4.5 Linear Regression

We will proceed by exploring a possible relationship between the run differential and the win percentage.

\[W_{\text{pct}} = \beta_{0} + \beta_{1}*RD + \epsilon\]

In R, we make a linear model using the lm function.

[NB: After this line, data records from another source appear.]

PR #745, opened 2018-09-13
Fix dev-time load failure loading KernelTraceControl.

vancem:
OSExtentions needs to be 'next' to the architecture directories where KernelTraceControl.dll lives for it to load
them properly.   This works for published .NET Core apps, but by default 'dotnet run' runs nuget DLLs out of
the nuget cache (it does not copy them to the app directory).   This breaks the loading of KernelTraceControl.dll.

We already manually copy the native files and some interop files to the output directory in the TraceEvent nuget
package.   Here we simply add OSExtentions.dll to that list so it is loaded from the same place even in the dev-time
scenario.

### DIFF
--- a/src/Directory.Build.props
+++ b/src/Directory.Build.props
@@ -22,8 +22,8 @@
 
   <PropertyGroup>
     <!-- These are the versions of the things we are CREATING in this repository -->
-    <PerfViewVersion>2.0.23</PerfViewVersion>
-    <TraceEventVersion>2.0.23</TraceEventVersion>
+    <PerfViewVersion>2.0.25</PerfViewVersion>
+    <TraceEventVersion>2.0.25</TraceEventVersion>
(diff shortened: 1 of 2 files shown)


vancem:
@adamsitnik - this is my counter-proposal for fixing the issue you ran into.    Basically it is you option 2 (fighting with nuget to get the DLL in the right place).   It just so happens, we had done this fighting in the past, so it was pretty easy to add this.    It is also the least hacky way to solve the problem (TraceEvent code should not know about Nuget packaging conventions).

vancem:
@adamsitnik  you can try this out yourself, but I was able to reproduce your failure, and this fixed it.

adamsitnik:
@vancem thanks a lot! I have verified it and the fix solves the problem.

And I have learned new NuGet trick from this PR ;)

PR #747, opened 2018-09-14
Fixes in TraceLoadedDotNetRuntime.SetupCallback

chrisnas:
- Provide the generation in GCStart event (instead of always 0)
- don't forget to count the suspension time between the start of BGC gen 2 and inner gen 0/1

### DIFF
--- a/src/TraceEvent/Computers/TraceManagedProcess.cs
+++ b/src/TraceEvent/Computers/TraceManagedProcess.cs
@@ -669,7 +669,7 @@ namespace Microsoft.Diagnostics.Tracing.Analysis
                     {
                         TraceGC _gc = new TraceGC(stats.GC.m_stats.HeapCount);
                         Debug.Assert(0 <= data.Depth && data.Depth <= 2);
-                        // _event.GCGeneration = data.Depth;   Old style events only have this in the GCStop event.  
+                        _gc.Generation = data.Depth;
                         _gc.Reason = data.Reason;
                         _gc.Number = data.Count;
                         _gc.Type = data.Type;
@@ -692,6 +692,7 @@ namespace Microsoft.Diagnostics.Tracing.Analysis
                         if (isEphemeralGCAtBGCStart || _gc.Reason == GCReason.PMFullGC)
                         {
                             _gc.PauseStartRelativeMSec = data.TimeStampRelativeMSec;
+
                             if (_gc.Reason == GCReason.PMFullGC)
                             {
                                 TraceGC lastGC = TraceGarbageCollector.GetCurrentGC(stats);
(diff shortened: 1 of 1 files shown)


Maoni0:
I just looked at the code to refresh my memory since I wrote this code years ago. So the initial suspension time was indeed counted *somewhere* - it’s counted as part of the BGC’s SuspensionDurationMSec in the GCStart handler –

```
_gc.SuspendDurationMSec = stats.GC.m_stats.suspendEndTimeRelativeMSec - stats.GC.m_stats.suspendTimeRelativeMSec;
```
But this was not counted towards BGC’s pause time which is supposed to include the suspension time. So instead of counting it as part of the EphemeralGCAtBGCStart pause time, I will count this as part of BGC’s pause since it’s already counted as part of its suspension time; we should be consistent.

I will take this change in your PR:

```_gc.Generation = data.Depth;```

As this is useful for real time processing. You can just get rid of this comment 

```// _event.GCGeneration = data.Depth;   Old style events only have this in the GCStop event.```

since now we always have this field in GCStart (I suppose we just don’t support the older versions that didn’t have this field anymore). You can even get rid of setting this in the GCStop handler if you are already setting it in GCStart.

Would you like to revise the PR and resubmit?

File: src/TraceEvent/Computers/TraceManagedProcess.cs [hunk 1]
```diff
@@ -691,7 +692,16 @@ internal static void SetupCallbacks(TraceEventDispatcher source)
                         Debug.Assert(stats.GC.m_stats.suspendTimeRelativeMSec != -1);
                         if (isEphemeralGCAtBGCStart || _gc.Reason == GCReason.PMFullGC)
                         {
-                            _gc.PauseStartRelativeMSec = data.TimeStampRelativeMSec;
+                            if (isEphemeralGCAtBGCStart)
+                            {
+                                // in that case, we don't want to lose the suspension time elapsed since the BGC started
+                                _gc.PauseStartRelativeMSec = stats.GC.m_stats.suspendTimeRelativeMSec;
```
Maoni0: instead of counting it we should initialize the BGC pause a few lines below
```
                        _gc.StartRelativeMSec = data.TimeStampRelativeMSec;
                        stats.GC.GCs.Add(_gc);
                        if (_gc.Type == GCType.BackgroundGC)
                        {
                            stats.GC.m_stats.currentBGC = _gc;
                            // For BGC, we need to add the suspension time so far to its pause so we don't miss including it.
                            // If there's an ephemeral GC happening before the BGC starts, AddConcurrentPauseTime will not
                            // add this suspension time to GC pause as that GC would be seen the ephemeral GC, not the BGC.
                            _gc.PauseDurationMSec = _gc.SuspendDurationMSec;
                            _gc.ProcessCpuAtLastGC = stats.GC.m_stats.ProcessCpuAtLastGC;
                        }
```

chrisnas: You're right: sounds more consistent to me

Maoni0:
thanks for doing this work!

lin_fit <- lm(Wpct ~ RD, data = ch4_data)
lin_fit #print coefficients

## 
## Call:
## lm(formula = Wpct ~ RD, data = ch4_data)
## 
## Coefficients:
## (Intercept)           RD  
##   0.4999841    0.0006081

In ggplot2, we visualize the best-fit line using geom_smooth (with the method = 'lm' parameter).

graph code

ch4_data |>
  ggplot(aes(x = RD, y = Wpct)) +
  geom_point(color = "#AAAAAA") +
  geom_smooth(color = "#2905A1",
              formula = "y ~ x",
              method = "lm",
              se = FALSE) +
  labs(title = "Win Percentage vs Run Differential",
       subtitle = "y = 0.5 + 0.0006x",
       caption = "1998 to 2023 seasons",
       x = "run differential",
       y = "win percentage") +
  theme_minimal() +
  theme(legend.position = "bottom",
        legend.title=element_blank())

\[\beta_{0} = 0.5\]

\(RD = 0 \rightarrow W_{\text{pct}} = 0.5\)
Over 162 games: 81 wins

\[\beta_{1} = 0.0006\]

\(RD = +10 \rightarrow W_{\text{pct}} = 0.506\)
Over 162 games: 82 wins

4.5.1 Residuals

Residuals are the differences between the predictions (aka fitted data) and the true values (aka response values).

ch4_data <- ch4_data |>
  mutate(preds = predict(lin_fit, newdata = ch4_data),
         resid = Wpct - preds)

graph code

teamID	yearID	Wpct	preds	resid	desc
Residuals
top 3 and bottom 3
SEA	2021	0.56	0.47	0.09	performed better
TEX	2016	0.59	0.50	0.08	performed better
LAA	2008	0.62	0.54	0.08	performed better
TOR	2015	0.57	0.63	−0.06	performed worse
KCA	1999	0.40	0.46	−0.06	performed worse
CLE	2006	0.48	0.55	−0.07	performed worse

table code

oddities |>
  select(teamID, yearID, Wpct, preds, resid) |>
  mutate(desc = ifelse(resid > 0, "performed better", "performed worse")) |>
  gt() |>
  cols_align(align = "center") |>
  fmt_number(columns = c(Wpct, preds, resid),
             decimals = 2) |>
  tab_header(title = "Residuals",
             subtitle = "top 3 and bottom 3")

4.5.1.1 Balance

For linear models (through least-squares optimization), the average of the residuals should be zero:

mean(ch4_data$resid)

## [1] 1.093195e-16

4.5.1.2 RMSE

The root mean square error acts similarly to a standard deviation to help measure along the variation of our data.

graph code

rmse <- sqrt(mean(ch4_data$resid^2))

ch4_data |>
  ggplot(aes(x = resid)) +
  geom_density(linewidth = 3) +
  geom_vline(color = "#2905A1",
             linetype = 3,
             linewidth = 2,
             xintercept = c(-2*rmse, -1*rmse, 0, rmse, 2*rmse)) +
  labs(title = "Distribution of Residuals",
       subtitle = "About 68% of residuals are within one RMSE\nAbout 95% of residuals are within two RMSE",
       caption = paste("RMSE = ", round(rmse, 4)),
       x = "residuals") +
  theme_minimal()

4.5.2 Discussion

What about extreme performances?
Should we relate count statistics to a rate statistic?
Can we make predictions during the season?